## Task directions
Nothing is to be left out; print all the entries exactly.

....

PR #976, opened 2019-04-27
cordova-windows 6+: Windows 10 default

janpio:
This updates the Windows docs for what is reality since cordova-windows 6.x


www/docs/en/dev/guide/platforms/windows/index.md
```diff
@@ -24,15 +24,15 @@ toc_title: Windows
...
+and deploy Cordova apps Windows 10 (Universal Windows Platform [= UWP], formerly known as Universal App Platform [= UAP]), 
+Windows 8.1 and Windows Phone 8.1.  It shows how to use either shell tools
 to generate and build apps, or the cross-platform Cordova CLI. (See the [Overview](../../overview/index.html#development-paths) for a comparison of these
 development options.) This section also shows how to modify Cordova apps
 within Visual Studio. Regardless of [which](../../overview/index.html#development-paths) approach you take, you need to
 install the Visual Studio SDK, as described below.
 
-Developers wishing to target Windows Phone 8 should use the wp8 platform,
-see [Windows Phone 8 Platform Guide](../wp8/index.html) for details (Warning, the wp8 platform is deprecated).
+Note: Developers wishing to target Windows Phone 8 (instead of 8.1!) should use the `wp8` platform,
```
erisu: IMO it is not necessary to talk about or suggest to users to use a deprecated platform.

www/docs/en/dev/guide/platforms/windows/index.md
```diff
@@ -90,17 +84,31 @@ The tools and SDKs for the target Windows platforms (UWP, 8.1, etc.) must also b
...
+You may decide that you want to build a particular version of your application targeting a particular OS (for example, you might have set that you want to target Windows 10, but you want to build for Windows Phone 8.1).  To do this, you can use the `--appx` parameter:
+
 ```
+cordova build windows -- --appx=8.1-phone
+```
+
+The build system will ignore the preference set in config.xml for the target Windows version and strictly build a package for Windows Phone 8.1.
 
-Once you add this setting `build` command will start producing Windows 10 packages.
+Valid values for the `--appx` flag are `8.1-win`, `8.1-phone`, and `uwp` or `uap` (for Windows 10 Universal Apps / Universal Windows Apps).  These options also apply to the `cordova run` command.
```
erisu: Maybe convert this to a table?? Other then that this is OK still.

janpio: Not worth the effort as all the 8.1 stuff will be gone soon - and as such probably the complete `appx` param. Otherwise, yeah.

www/docs/en/dev/guide/platforms/windows/index.md
janpio: As I understand this this is historically as both grew from the same platform. But this change just clarifies this existing sentence - didn't just want to remove it.

janpio: Oh, that platform does not exist any more at all in the docs - so this indeed does make no sense to mention here this way.

janpio: Removed.

www/docs/en/dev/guide/platforms/windows/index.md
```diff
@@ -23,55 +23,30 @@ toc_title: Windows
...
-- A Windows 8.1, 32 or 64-bit machine (_Home_, _Pro_, or _Enterprise_ editions)
-  with minimum 4 GB of RAM along with [Visual Studio 2015](http://www.visualstudio.com/downloads)
-  or Visual Studio 2013.  An evaluation version of Windows 8.1 Enterprise is
-  available from the
-  [Microsoft Developer Network](https://technet.microsoft.com/evalcenter/hh699156.aspx).
+To develop apps for Windows 10 you need:
 
-- For the Windows Phone emulators, Windows 8.1 (x64) Professional edition or higher,
-and a processor that supports <a href='https://msdn.microsoft.com/en-us/library/windows/apps/ff626524(v=vs.105).aspx#hyperv'>Client Hyper-V and Second Level Address Translation (SLAT)</a>.
+- Windows 10 (or Windows 8.1), 32- or 64-bit, along with [Visual Studio 2015](http://www.visualstudio.com/downloads) or higher.
```
brodybits: I think Cordova is not directly supported with Visual Studio 2019 since it dropped .jsproj support, as discussed in apache/cordova-windows#327.

janpio: Good point, we can use this PR to include this information as well.

janpio: Fixed and specified.

www/docs/en/dev/config_ref/index.md
```diff
@@ -391,9 +391,8 @@ Examples:
 <preference name="AppendUserAgent" value="My Browser" />
 
 <!-- Windows only preferences -->
-<preference name="windows-phone-target-version" value="8.1" />
 <preference name="windows-target-version" value="8.1" />
-<preference name="Windows.Universal" value="10.0.10240.0" />
```
janpio: From my understanding of https://github.com/apache/cordova-windows/blob/8cc627b8f5fb4a0959c4ef7a5994a4f358215fd6/template/cordova/lib/ConfigParser.js#L103-L170 this could never actually work and was probably a misunderstanding how the preference actually worked (what was written in this line is the fallback that is used if nothing is supplied here). Lines 398 and 399 show two working examples.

....

## Answer box
PR #976, opened 2019-04-27
cordova-windows 6+: Windows 10 default

janpio:
This updates the Windows docs for what is reality since cordova-windows 6.x


www/docs/en/dev/guide/platforms/windows/index.md
```diff
@@ -24,15 +24,15 @@ toc_title: Windows
...
+and deploy Cordova apps Windows 10 (Universal Windows Platform [= UWP], formerly known as Universal App Platform [= UAP]), 
+Windows 8.1 and Windows Phone 8.1.  It shows how to use either shell tools
 to generate and build apps, or the cross-platform Cordova CLI. (See the [Overview](../../overview/index.html#development-paths) for a comparison of these
 development options.) This section also shows how to modify Cordova apps
 within Visual Studio. Regardless of [which](../../overview/index.html#development-paths) approach you take, you need to
 install the Visual Studio SDK, as described below.
 
-Developers wishing to target Windows Phone 8 should use the wp8 platform,
-see [Windows Phone 8 Platform Guide](../wp8/index.html) for details (Warning, the wp8 platform is deprecated).
+Note: Developers wishing to target Windows Phone 8 (instead of 8.1!) should use the `wp8` platform,
```
erisu: IMO it is not necessary to talk about or suggest to users to use a deprecated platform.

www/docs/en/dev/guide/platforms/windows/index.md
```diff
@@ -90,17 +84,31 @@ The tools and SDKs for the target Windows platforms (UWP, 8.1, etc.) must also b
...
+You may decide that you want to build a particular version of your application targeting a particular OS (for example, you might have set that you want to target Windows 10, but you want to build for Windows Phone 8.1).  To do this, you can use the `--appx` parameter:
+
 ```
+cordova build windows -- --appx=8.1-phone
+```
+
+The build system will ignore the preference set in config.xml for the target Windows version and strictly build a package for Windows Phone 8.1.
 
-Once you add this setting `build` command will start producing Windows 10 packages.
+Valid values for the `--appx` flag are `8.1-win`, `8.1-phone`, and `uwp` or `uap` (for Windows 10 Universal Apps / Universal Windows Apps).  These options also apply to the `cordova run` command.
```
erisu: Maybe convert this to a table?? Other then that this is OK still.

janpio: Not worth the effort as all the 8.1 stuff will be gone soon - and as such probably the complete `appx` param. Otherwise, yeah.

www/docs/en/dev/guide/platforms/windows/index.md
janpio: As I understand this this is historically as both grew from the same platform. But this change just clarifies this existing sentence - didn't just want to remove it.

janpio: Oh, that platform does not exist any more at all in the docs - so this indeed does make no sense to mention here this way.

janpio: Removed.

www/docs/en/dev/guide/platforms/windows/index.md
```diff
@@ -23,55 +23,30 @@ toc_title: Windows
...
-- A Windows 8.1, 32 or 64-bit machine (_Home_, _Pro_, or _Enterprise_ editions)
-  with minimum 4 GB of RAM along with [Visual Studio 2015](http://www.visualstudio.com/downloads)
-  or Visual Studio 2013.  An evaluation version of Windows 8.1 Enterprise is
-  available from the
-  [Microsoft Developer Network](https://technet.microsoft.com/evalcenter/hh699156.aspx).
+To develop apps for Windows 10 you need:
 
-- For the Windows Phone emulators, Windows 8.1 (x64) Professional edition or higher,
-and a processor that supports <a href='https://msdn.microsoft.com/en-us/library/windows/apps/ff626524(v=vs.105).aspx#hyperv'>Client Hyper-V and Second Level Address Translation (SLAT)</a>.
+- Windows 10 (or Windows 8.1), 32- or 64-bit, along with [Visual Studio 2015](http://www.visualstudio.com/downloads) or higher.
```
brodybits: I think Cordova is not directly supported with Visual Studio 2019 since it dropped .jsproj support, as discussed in apache/cordova-windows#327.

janpio: Good point, we can use this PR to include this information as well.

janpio: Fixed and specified.

www/docs/en/dev/config_ref/index.md
```diff
@@ -391,9 +391,8 @@ Examples:
 <preference name="AppendUserAgent" value="My Browser" />
 
 <!-- Windows only preferences -->
-<preference name="windows-phone-target-version" value="8.1" />
 <preference name="windows-target-version" value="8.1" />
-<preference name="Windows.Universal" value="10.0.10240.0" />
```
janpio: From my understanding of https://github.com/apache/cordova-windows/blob/8cc627b8f5fb4a0959c4ef7a5994a4f358215fd6/template/cordova/lib/ConfigParser.js#L103-L170 this could never actually work and was probably a misunderstanding how the preference actually worked (what was written in this line is the fallback that is used if nothing is supplied here). Lines 398 and 399 show two working examples.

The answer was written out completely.